Error bounds for the obtained satellite-derived estimates were determined through leave-one-out analysis (cross-validation). In this method, each flux station or a group of nearby flux stations is left out from the training of the regression algorithm one by one. The obtained regression algorithm is tested for the station left out from the training dataset. When this procedure is repeated for all stations, the outcome is the estimated random and systematic error (bias), see Extended Data Fig. 2. The obtained results indicate only a small bias both for the mean annual GPP (7.7 gC m-2 y-1) and ER (-20.9 gC m-2 y-1), which suggests that the satellite data analysis supported by the available flux station dataset yields spatially distributed estimates that have only a small systematic error. The maximum and minimum error bounds were calculated by applying the set of algorithms obtained from the leave-one-out analysis (Figs 2 and 3, Table 1). Altogether 10 algorithms are used to estimate the uncertainty range of GPP as flux stations from four regions were grouped together in the leave-one-out analysis (Estonia, northern Sweden, Russia, and Northwest Canada). For ER, the number of algorithms is 7 10 as the formula for estimating ER includes 10 GPP algorithms and the leave-one-out training is carried out using in situ ER values for 7 stations excluding the southern stations of Estonia, Hyytiälä (southern Finland) and Norunda (central Sweden), see Extended Data Fig. 2. However, Hyytiälä and Norunda were included in the testing of obtained ER algorithms, whereas Estonia south of the actual boreal zone was not included (Extended Data Fig. 2b).

The increasing circumpolar trends of mean annual GPP and ER during the period 1981-2018 are statistically significant with the criterion P-value < 0.05 for all regression algorithms obtained by the leave-one-out analysis (Fig. 2b and 2c). Further, the decreasing period of annual GPP from 2010 to 2018 (Fig. 2b) is also statistically significant (P-value of trend line = 0.0179 for the regression algorithm that shows the lowest statistical performance out of the ten GPP algorithms obtained by the leave-one-out analysis).
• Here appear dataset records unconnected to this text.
PR #1333, opened 2023-10-31
App2Service support

mwdb:
This is an initial draft for supporting App2Service flows.
What is missing:
1) In Spring applications the certificate is not available in the security context, see https://github.com/SAP/cloud-security-services-integration-library/issues/1332
2) ProofToken data is not passed back to the application. Tbd how data is passed from a validator to the application. Maybe extending the Token interface for this?
3) ProofToken data does not contain the plan. I guess this would be needed for AMS to be able to react on it.
4) [X509Certificate](https://github.com/SAP/cloud-security-services-integration-library/blob/main/java-security/src/main/java/com/sap/cloud/security/x509/X509Certificate.java#L67) is using X500Principal.RFC1779 formatting, while standard in identity broker is RFC2253.  Also the trim() looks a bit weird.


mwdb:
closing, as outdated approach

The validity of the developed approach can be further investigated by analysing the temporal behaviour of GPP and ER estimation error at the locations of circumpolar flux towers (Extended Data Fig. 4b). The difference between flux data-derived values and satellite estimates indicates that for both Eurasia and North America the overall bias does not show any significant trend during the period of flux observations. Flux data for calculating the mean annual values of GPP and ER, and incorporating several stations, is available for the period 2000-2018. Even though the available flux data do not extend to earlier years, the drivers of the developed satellite proxy explain the possible small decrease in GPP and ER through 1981-1990. The temporal dynamics of the satellite proxy are predominantly driven by the estimated lengths of thawed conditions. The pixel-wise median effect of springtime (6-month) thaw length variability to the estimated mean annual GPP is 368 gC m-2 y-1 during the period of 38 years, whereas the median dynamic effect of the latitudinally corrected NDVI driver is 279 gC m-2 y-1.

The MODIS GPP product38 can be also employed to provide an independent validation dataset. The comparison of MODIS GPP with the developed satellite proxy at the locations of flux stations through the period 2002-2018 indicates a relatively good agreement (r = 0.77, Extended Data Fig. 6). Based on comparison with the employed eddy covariance flux dataset, the MODIS product appears to underestimate the mean annual GPP for values above 1200 gC m-2 y-1 (nevertheless, the overall correlation is as high as r = 0.82 between the flux data-derived mean annual GPP and that derived from MODIS observations). Additionally, the comparison of the employed summer maximum NDVI with the summer maximum value of solar-induced chlorophyll fluorescence (SIF) obtained from a merged time series of Global Ozone Monitoring Experiment 2 (GOME-2) and Sentinel-5P TROPOMI satellite observations39,40 indicates that the NDVI information is highly correlated with the magnitude of boreal forest vegetation photosynthesis (Extended Data Fig. 1). Thus, the summer maximum NDVI explains well the spatio-temporal variability of peak vegetation productivity.